Help, much like the essay that inspired it, poses a legion of questions that interrogate the socialization of white men and the results of that socialization on Black women. Perspective is defined early on when the narrator exclaims, “I am here—not as I—but as we—a representative of my category—the approximately 8 percent of the U.S. population known as Black women.” I thought to myself: same. It is a bold venture to claim to represent all 26-plus million of us, but one I was willing to submit to while in Claudia Rankine’s care.
Help and its questions are delivered to us by April Matthis, an actor so settled in the role you could have convinced me she was in the room when Rankine wrote it. She guides us through the moments of the play, at times narrating scene action from the outside, at others jumping in. At all times, she is the sole non-white body in a company of 12. Approximately 90 percent of the text spoken by white characters in Help is taken from comments in response to her Times essay, interviews conducted with white men, and statements made by politicians, authors, and other public figures—everyone from Cruz to Coulter, McConnell to Musk. I imagine dramaturg Robert Duffley (and for the 2020 production, Casey Llewellyn) had quite a time, alongside Rankine, dredging up these figures’ more well-known instances of racist rhetoric. I wish I could say familiarity with the ignorance spouted by these characters kept the pain down, but honestly, it only regurgitated it. The white patrons populating seats around me also seemed affected. I wondered if they were also growing increasingly anxious, nervous about the mental well-being of the play’s shining Black star.
While it is perfectly worthwhile for plays to talk to white people about their privilege, at this moment I am interested in just straight up taking some of it away. First on my list to be eradicated: their existence as society’s presumed default, a privilege that has been sheltered at all costs. At first, Help pokes fun at this assumption: “Today, behind us, are representatives of, apparently, the category,” Matthis says, referring to the legion of white actors sitting behind her, that italicized “the” drenched in sarcasm.

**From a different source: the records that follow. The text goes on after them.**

PR #2597, opened 2020-10-16
Eggs Connector: Load youtube iframe api locally

yayuyokitano:
Uses local copy of youtube iframe api for Eggs connector
This is for security purposes, and to not get yeeted off AMO

This is gonna need some looking at.
So first of all this errors. A lot.
It works just fine from my testing, but it throws errors in console.
Not sure if it's fixable, I think its youtube not liking the local thing.

EDIT: It no longer uses youtube scripts.
It now uses postMessage with the iframe directly.


alexesprit:
Not sure if the extension with these obfuscated scipts will pass the review.

yayuyokitano:
I think I managed to reverse engineer it

yayuyokitano:
Hopefully this is good enough for AMO
If they don't allow this style of integration I give up

src/connectors/eggs-dom-inject.js
```diff
@@ -24,41 +27,96 @@ function toggleExternalPlayer(mutationList) {
...
+	window.postMessage({
+		sender: 'web-scrobbler',
+		playerType: `youtube${playerTypeSuffix}`,
+		isPlaying: data.info === 1,
+		timeInfo: {
+			currentTime: currentTime || 0,
+			duration,
+		},
+		trackInfo: {
+			artist: parentElmt.querySelector(`.artist_name${(isArtistPage) ? '' : ' a'}`).innerText,
```
alexesprit, line 95: `innerText` could be replaced with `textContent`.

alexesprit (changes requested):

src/connectors/eggs-dom-inject.js
```diff
@@ -6,6 +6,9 @@
  */
 
 const isArtistPage = window.location.href.includes('/artist/');
+let frameID = '';
+let currentTime = 0;
+let duration = 180;
```
alexesprit, line 11: Why did you set the initial duration value to 180?

yayuyokitano: I set it pretty arbitrarily. It's around about the lower end of the typical length of a song. It's just there in case something were to completely break, it may fail a bit more gracefully. Unless something breaks, it will never actually be sent as the duration of a song.

alexesprit: I think it should be `0` or `null`; the core will handle nullable duration.

alexesprit (approved):

PR #5307, opened 2025-05-01
Update VK Music connector

Huterenok:
In VK, most of the music is presented in the form of playlists from users, so it is necessary to provide more information on the album title. Some tracks may have the same title but contain different versions of the tracks (studio/live) and context with the album title should help.

**Additional context**
None


ZeroJine:
It became even worse: now Web Scrobbler identifies album titles as user's playlist names, which are in most cases have nothing to do with real album titles.
shot1
shot2

Is there any opportunity to rollback to previous version or fix it?

ichigopaai:
Please fix it (as ZeroJine wrote). Now I have to change tags manually for each track.

PR #5292, opened 2025-04-19
Update Yandex Music connector

mukhinid:
**Describe the changes you made**
Scrobbler stopped working after Yandex Music redesign, cause they removed js API. I've rewrote the connector using selectors.

**Additional context**
Closes #5254 #5244 #5233 #5194 #5134 #5095 #5025 #4979

PR #5342, opened 2025-05-18
more correct detection of the old design Yandex Music

deevroman:

https://github.com/web-scrobbler/web-scrobbler/pull/5292 added support for the new Yandex Music design, but the implementation of the detection of the old design does not work correctly. WS can be loaded before initializing `window.externalAPI`. So I added an additional check for the presence of a button that suggests switching to a new design:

But all too quickly, Help perpetuates this assumption, and that satirical dig turns on itself as Matthis spends the show’s remaining 89 minutes addressing the entire audience as if we are all similarly in need of lecturing about the social consequences of white male dominance. In Help, there is no space for Black women like me to have an educational experience—only a relatable one.

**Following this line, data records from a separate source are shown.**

PR #5416, opened 2025-06-22
Add connector for LMS servers

awsms:
Added support for LMS-based servers.

**Additional context**
LMS (Lightweight Music Server) is a Subsonic server for self-hosting a music server. https://github.com/epoupon/lms

### DIFF
--- a/src/connectors/lms.ts
+++ b/src/connectors/lms.ts
@@ -1,0 +1,16 @@
+export {};
+
+Connector.playerSelector = '.container > .d-flex.align-items-center';
+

She goes on to say, “You’ve joined us here in our liminal space, a space neither here nor there, a space we move through on our way to other places, a space full of imaginative possibilities.” This notion of the liminal is deliciously dramatic, and referenced in every explanatory material I have seen about Help. It is important, however, not to confuse liminal with neutral. First- and business-class cabins are not neutral. As Help reminds us over and over again, there are protected assumptions about the people who “belong” in those spaces. That’s why white characters ignore the Narrator’s drink orders, step in front of her as if she is invisible, or create their own lines when they don’t want to wait at the back of already formed ones—all these intricate instances of social privilege, performed with no rebuttal or consequence. Someone with an interest in interrogating social interactions among the races might be better suited watching a play that takes place on more level ground: a few moments before the gate, say, at the check-in counter lines, or in the TSA mazes at JFK airport. I can promise you that white men cutting lines in those places would absolutely be checked, especially by a Black woman who has had a day. I’ve seen my grandmother do it more than a few times, and I would pay endlessly to see that onstage.

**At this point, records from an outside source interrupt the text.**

PR #5445, opened 2025-07-07
Add support for gbs-fm

hthief:

Add small connector for gbs-fm, with only 4 selectors, player, artist, track and current time.


inverse (commented):
Thanks for the contribution!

But I have no interest in rewriting Rankine’s play. As previously mentioned, there is value in having public conversations about what I’m tempted to call semi-segregated spaces. Help is in good company with plays like Jackie Sibblies Drury’s Fairview and Dave Harris’ Tambo & Bones, which perform similar feats, though I would argue that those plays do more work to include Black audiences along the way. As I type this, SCOTUS nominee Kentaji Brown Jackson’s confirmation hearings are playing in the background. Though I am wearing a smile as prideful as that of Jackson’s daughter in Sarahbeth Maney’s viral photo, as I listen to the more nonsensical inquisitions by Republican counters, I really do want to call out, “Help!” If the mission of this play is to recreate a professional Black woman’s shared reality—one where “there is agreement not in how to respond but in what we see is happening”—the play succeeds.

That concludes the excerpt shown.